Tuesday: We drove 18 miles to Springfield, the capital. Destination: the new Lincoln Museum. This is a first-rate place. Not only are there numerous displays of Lincoln memorabilia, but there are many stage shows. “Ghosts in the Library” was an astonishing high-tech mixture of holograms and a live actor. It was so captivating and mind boggling that we made a second visit to see if we could figure out where humans left off and where the technology took up the story. But it was seamless and left us astonished.
We also attended a two-man play set in Ford's Theater in Washington, D.C., that struggled with the impact of the assassination of Lincoln in 1865. And the actors came on stage at the end to answer questions about the events.

One of the presentations in another theater took us through the life and events of the president. It was filled with outstanding effects, including vibrating seats that fairly lifted you up during the battles of the Civil War. Great production values that would capture people of every age.

Wednesday, June 17, 2009

Trail of Tears



The Mississippi Delta was shining
Like a National guitar
I am following the river
Down the highway
Through the cradle of the civil war
I'm going to Graceland
Graceland
In Memphis Tennessee
I'm going to Graceland
Poorboys and Pilgrims with families
And we are going to Graceland


Lyrics to Graceland, Paul Simon

We're on that ribbon of highway, coming north from Louisiana. After a layover in Jackson, Mississippi, at a spectacular campground on the edge of a lake, we were refreshed and ready to roll.

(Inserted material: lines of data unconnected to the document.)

PR #846, opened 2019-10-06
Add rule about vague import names.

### LINKED ISSUE #814: Forbid `from-import` for meaningless names
# Rule request

## Thesis

Some packages designed to be imported only as module, and functions inside have name that completes module name.

Bad:

```python
from attr import s
from json import load, dumps
from tomlkit import parse
from schemathesis import from_file
```

## Reasoning

When you see `datetime(...)` in the code, you know that it's from `datetime`. When you see `BaseView` in a Django project, you know that it's from Django framework. When you see `loads`, it can be anything: yaml, toml, json, custom config.

## Proposed solution

Consider the next blacklist:

+ `load`, `loads`
+ `dump`, `dumps`
+ `parse`
+ PyYAML specific: `safe_load`, `safe_dump`, `load_all`, `dump_all`, `safe_load_all`, `safe_dump_all`
+ one-letter names
+ Anything that starts from `from_` or `to_`

lensvol:
Implemented this using the original proposal from #814, opting for the broader scope of the check - all the imported method names are checked against blacklist, not only those relating to `json` or `yaml`.

I feel that this may be a lapse of judgment on my part, so feel free to suggest restricting blacklist on per-module basis.

## Checklist

## Related issues

Closes #814

### DIFF
--- a/tests/test_visitors/test_ast/test_imports/test_vague_imports.py
+++ b/tests/test_visitors/test_ast/test_imports/test_vague_imports.py
@@ -1,0 +1,43 @@
+# -*- coding: utf-8 -*-
+
+import pytest
+
+from wemake_python_styleguide.violations.consistency import (
+    VagueImportViolation,
+)
+from wemake_python_styleguide.visitors.ast.imports import WrongImportVisitor
+
+import_template = 'from mod import {0}'
+
+blacklisted_method_names = [
+    'dump',
+    'dumps',
+    'load',
+    'loads',
+    'parse',
+    'safe_dump',
+    'safe_dump_all',
+    'load_all',
+    'dump_all',
+    'safe_load_all',
+    'safe_dump_all',
+]
+
+
+@pytest.mark.parametrize(
+    'method_name',
+    blacklisted_method_names + ['a', 'from_something', 'to_something'],
+)
+def test_special_cases_vague_import(
+    assert_errors,
+    parse_ast_tree,
+    method_name,
+    default_options,
+):
+    """Testing that imports with the same aliases are restricted."""
+    tree = parse_ast_tree(import_template.format(method_name))
+
+    visitor = WrongImportVisitor(default_options, tree=tree)
+    visitor.run()
+
+    assert_errors(visitor, [VagueImportViolation])
--- a/tests/test_visitors/test_ast/test_imports/test_vague_imports.py
+++ b/tests/test_visitors/test_ast/test_imports/test_vague_imports.py
@@ -2,6 +2,7 @@
 
 import pytest
 
+from wemake_python_styleguide import constants
 from wemake_python_styleguide.violations.consistency import (
     VagueImportViolation,
 )
@@ -9,26 +10,14 @@ from wemake_python_styleguide.visitors.ast.imports import WrongImportVisitor
 
 import_template = 'from mod import {0}'
 
-blacklisted_method_names = [
-    'dump',
-    'dumps',
-    'load',
-    'loads',
-    'parse',
-    'safe_dump',
-    'safe_dump_all',
-    'load_all',
-    'dump_all',
-    'safe_load_all',
-    'safe_dump_all',
-]
+alias_import_template = 'from mod import something as {0}'
 
 
 @pytest.mark.parametrize(
     'method_name',
-    blacklisted_method_names + ['a', 'from_something', 'to_something'],
+    list(constants.VAGUE_IMPORTS_BLACKLIST) + ['a', 'from_thing', 'to_thing'],
 )
-def test_special_cases_vague_import(
+def test_vague_method_name_import(
     assert_errors,
     parse_ast_tree,
     method_name,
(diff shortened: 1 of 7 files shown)


wemake_python_styleguide/violations/consistency.py
```diff
@@ -1748,3 +1750,37 @@ class OperationSignNegationViolation(ASTViolation):
...
     code = 346
+
+
+@final
+class VagueImportViolation(ASTViolation):
+    """
+    Forbids imports that outside of the module may cause confusion.
+
+    Reasoning:
+        When you see datetime.* in the code, you know that it's from datetime.
```
sobolevn: We use double backquotes on code like `datetime.*`

wemake_python_styleguide/violations/consistency.py
```diff
@@ -1748,3 +1750,37 @@ class OperationSignNegationViolation(ASTViolation):
...
+        json.loads(content)
+
+        # Wrong:
+        from json import loads
+
+        ...
+
+        loads(content)
+
+    .. versionadded:: 0.1.0
```
sobolevn: Version added is `0.13.0`

wemake_python_styleguide/visitors/ast/imports.py
```diff
@@ -30,6 +31,20 @@
 class _ImportsValidator(object):
     """Utility class to separate logic from the visitor."""
 
+    _vague_imports_blacklist = {
```
sobolevn: We use `frozenset` and `ClassVar` type

tests/test_visitors/test_ast/test_imports/test_vague_imports.py
```diff
@@ -0,0 +1,43 @@
...
+    'safe_dump',
+    'safe_dump_all',
+    'load_all',
+    'dump_all',
+    'safe_load_all',
+    'safe_dump_all',
+]
+
+
+@pytest.mark.parametrize(
```
sobolevn: Can you please also test multiple imports like: `from some import parse, dumps`
And named imports like: `from some import dumps as json_dumps`

sobolevn:
> Implemented this using the original proposal from #814, opting for the broader scope of the check - all the imported method names are checked against blacklist, not only those relating to json or yaml.

Totally agree.

sobolevn:
By the way, maybe it is better to store the blacklist in `constants.py` as we do it for other similar rules? It would be also nice to link to this constant from the violation. See: https://github.com/wemake-services/wemake-python-styleguide/blob/master/wemake_python_styleguide/violations/oop.py#L64

tests/test_visitors/test_ast/test_imports/test_vague_imports.py
lensvol: Actually, it is an interesting question: should named imports of the vague names trigger a violation? IMO they should not, as long as alias conform to the same rules.

wemake_python_styleguide/visitors/ast/imports.py
lensvol: `frozenset` makes sense, but how does `ClassVar` play into this?

tests/test_visitors/test_ast/test_imports/test_vague_imports.py
sobolevn: > they should not

I agree 👍

orsinium: Yes, `from json import loads as json_loads` is silly, but is ok for this check :+1:

wemake_python_styleguide/visitors/ast/imports.py
```diff
@@ -30,6 +31,20 @@
...
+        'loads',
+        'dump',
+        'dumps',
+        'parse',
+        'safe_load',
+        'safe_dump',
+        'load_all',
+        'dump_all',
+        'safe_load_all',
+        'safe_dump_all',
```
orsinium: If you would do more changes in this PR, add, please, also `read` and `write`. Thank you :heart:

orsinium:
Thank you for your PR. Great work!

wemake_python_styleguide/visitors/ast/imports.py
sobolevn: I agree! 👍

wemake_python_styleguide/visitors/ast/imports.py
sobolevn: That's how we separate class-level variables from instance-level variables: `_vague_imports_blacklist: ClassVar[FrozenSet[str]]`. But, it does not really matter, because it should be moved to `constants.py` as described in one of my comments.

lensvol:
Requested changes implemented.

sobolevn:
That's so cool! 🎉

sobolevn:
Thanks a lot 👍

orsinium:
Beautiful :scream_cat:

Our neighboring camper, in an eight-foot-square blue tent, had installed an air conditioner in the wall of his tent. That's roughing it in America, folks.

Before we left the camp we were visited by a red-tailed squirrel who knew no fear. He perched on our windshield wipers and nosily looked inside our rig. Then we heard him rummaging around in the engine compartment. Chai was quite perturbed. Pictures are to be found if you click on those.

The road out of the Louisiana lowlands, through the delta and the bayous, was like a washboard, pretty rough. Even though it is an interstate highway, it was desperately in need of repair because the concrete slabs seemed to have subsided just a hair. As a result, there was a constant thunking as we moved along over each of the discrepancies.

When we came to the northern edge of Mississippi, 585 miles after we filled up our gas tank in western Florida, we stopped and were shocked to find that we had not screwed the fuel filler cap back on after our last fill-up. So first thing after getting into our campground (Elvis Presley RV Park, in Memphis just down the road from Elvis' Graceland), we went off in search of a replacement filler cap. We found it at an auto store a few blocks up the road.

We lingered at sunset along the Mississippi, with the great steel pyramid of Memphis to our right, then it was on to Beale Street for a little blues before winding our way back to the campground where we found our electricity had shut off. After checking the box, I decided to move to another site which had juice. That kept us cool during the steaming night.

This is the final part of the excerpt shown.